PR #603, opened 2016-10-04
Non-existent submission upload fix

### LINKED ISSUE #592: Upload Endpoint Doesn't Return Errors
When I try to upload a file to a submission that does not exist, e.g. `/institutions/1/filings/2017/submissions/77`, the endpoint still returns `200` and the word "uploaded", even though the back end logs an error: `[WARN ][hmda-akka.actor.default-dispatcher-24] Submission does not exist. Could not update submission with id 1-2017-77`.

Instead, the endpoint should return a sensible failure message. Probably a `404` and a message like "Submission 77 does not exist. Could not upload file".

NOTE: This issue is only valid if we keep the current strategy where creating a submission and uploading a file are two separate endpoints. If that API requirement changes, this change will be unnecessary.

nickgrippin:
The `SubmissionPersistence` actor was returning a `Submission` with the `Created` status when it failed to find a submission.  This behavior is changed so that it now returns a `Submission` object with a `Failed` status.

If anyone feels like this overloads the `Failed` status message, I can create a new status (something like `Not Found`).

Closes #592

### DIFF
--- a/api/src/test/scala/hmda/api/http/institutions/UploadPathsSpec.scala
+++ b/api/src/test/scala/hmda/api/http/institutions/UploadPathsSpec.scala
@@ -15,17 +15,18 @@ import akka.pattern.ask
 import scala.concurrent.Await
 
 class UploadPathsSpec extends InstitutionHttpApiSpec with UploadPaths {
+  val csv = "1|0123456789|9|201301171330|2013|99-9999999|900|MIKES SMALL BANK   XXXXXXXXXXX|1234 Main St       XXXXXXXXXXXXXXXXXXXXX|Sacramento         XXXXXX|CA|99999-9999|MIKES SMALL INC    XXXXXXXXXXX|1234 Kearney St    XXXXXXXXXXXXXXXXXXXXX|San Francisco      XXXXXX|CA|99999-1234|Mrs. Krabappel     XXXXXXXXXXX|916-999-9999|999-753-9999|krabappel@gmail.comXXXXXXXXXXXXXXXXXXXXXXXXXXXXXXXXXXXXXXXXXXXXXXX\n" +
+    "2|0123456789|9|ABCDEFGHIJKLMNOPQRSTUVWXY|20130117|4|3|2|1|10000|1|5|20130119|06920|06|034|0100.01|4|5|7|4|3|2|1|8|7|6|5|4|1|2|9000|0|9|8|7|01.05|2|4\n" +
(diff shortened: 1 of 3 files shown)


kgudel:
LGTM! Its a good new test as well to make sure the api performs as expected. I think that the change to `Failed` is fine, `NotFound` might be a bit more clear but since it is placed in a `getOrElse` and its message is `"No Submission Found"` I think that the logic is easy enough to follow.

api/src/test/scala/hmda/api/http/institutions/UploadPathsSpec.scala
```diff
@@ -15,35 +15,39 @@ import akka.pattern.ask
...
+      postWithCfpbHeaders("/institutions/0/filings/2017/submissions/1", badFile) ~> institutionsRoutes ~> check {
         status mustBe StatusCodes.BadRequest
         responseAs[ErrorResponse] mustBe ErrorResponse(400, "Invalid File Format", "institutions/0/filings/2017/submissions/1")
       }
     }
 
-    "return 400 when trying to upload to a completed submission" in {
-      val badContent = "qdemd"
-      val file = multiPartFile(badContent, "sample.txt")
+    "return a 404 when trying to upload to a non-existant submission" in {
```
schbetsy: `"return a 400 when trying to upload to a non-existent submission"`

api/src/test/scala/hmda/api/http/institutions/UploadPathsSpec.scala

**WORK TO COMPLETE**:
Every record needs to be reproduced exactly, with none skipped.

**EXERCISE ANSWER**:
PR #603, opened 2016-10-04
Non-existent submission upload fix

### LINKED ISSUE #592: Upload Endpoint Doesn't Return Errors
When I try to upload a file to a submission that does not exist, e.g. `/institutions/1/filings/2017/submissions/77`, the endpoint still returns `200` and the word "uploaded", even though the back end logs an error: `[WARN ][hmda-akka.actor.default-dispatcher-24] Submission does not exist. Could not update submission with id 1-2017-77`.

Instead, the endpoint should return a sensible failure message. Probably a `404` and a message like "Submission 77 does not exist. Could not upload file".

NOTE: This issue is only valid if we keep the current strategy where creating a submission and uploading a file are two separate endpoints. If that API requirement changes, this change will be unnecessary.

nickgrippin:
The `SubmissionPersistence` actor was returning a `Submission` with the `Created` status when it failed to find a submission.  This behavior is changed so that it now returns a `Submission` object with a `Failed` status.

If anyone feels like this overloads the `Failed` status message, I can create a new status (something like `Not Found`).

Closes #592

### DIFF
--- a/api/src/test/scala/hmda/api/http/institutions/UploadPathsSpec.scala
+++ b/api/src/test/scala/hmda/api/http/institutions/UploadPathsSpec.scala
@@ -15,17 +15,18 @@ import akka.pattern.ask
 import scala.concurrent.Await
 
 class UploadPathsSpec extends InstitutionHttpApiSpec with UploadPaths {
+  val csv = "1|0123456789|9|201301171330|2013|99-9999999|900|MIKES SMALL BANK   XXXXXXXXXXX|1234 Main St       XXXXXXXXXXXXXXXXXXXXX|Sacramento         XXXXXX|CA|99999-9999|MIKES SMALL INC    XXXXXXXXXXX|1234 Kearney St    XXXXXXXXXXXXXXXXXXXXX|San Francisco      XXXXXX|CA|99999-1234|Mrs. Krabappel     XXXXXXXXXXX|916-999-9999|999-753-9999|krabappel@gmail.comXXXXXXXXXXXXXXXXXXXXXXXXXXXXXXXXXXXXXXXXXXXXXXX\n" +
+    "2|0123456789|9|ABCDEFGHIJKLMNOPQRSTUVWXY|20130117|4|3|2|1|10000|1|5|20130119|06920|06|034|0100.01|4|5|7|4|3|2|1|8|7|6|5|4|1|2|9000|0|9|8|7|01.05|2|4\n" +
(diff shortened: 1 of 3 files shown)


kgudel:
LGTM! Its a good new test as well to make sure the api performs as expected. I think that the change to `Failed` is fine, `NotFound` might be a bit more clear but since it is placed in a `getOrElse` and its message is `"No Submission Found"` I think that the logic is easy enough to follow.

api/src/test/scala/hmda/api/http/institutions/UploadPathsSpec.scala
```diff
@@ -15,35 +15,39 @@ import akka.pattern.ask
...
+      postWithCfpbHeaders("/institutions/0/filings/2017/submissions/1", badFile) ~> institutionsRoutes ~> check {
         status mustBe StatusCodes.BadRequest
         responseAs[ErrorResponse] mustBe ErrorResponse(400, "Invalid File Format", "institutions/0/filings/2017/submissions/1")
       }
     }
 
-    "return 400 when trying to upload to a completed submission" in {
-      val badContent = "qdemd"
-      val file = multiPartFile(badContent, "sample.txt")
+    "return a 404 when trying to upload to a non-existant submission" in {
```
schbetsy: `"return a 400 when trying to upload to a non-existent submission"`

api/src/test/scala/hmda/api/http/institutions/UploadPathsSpec.scala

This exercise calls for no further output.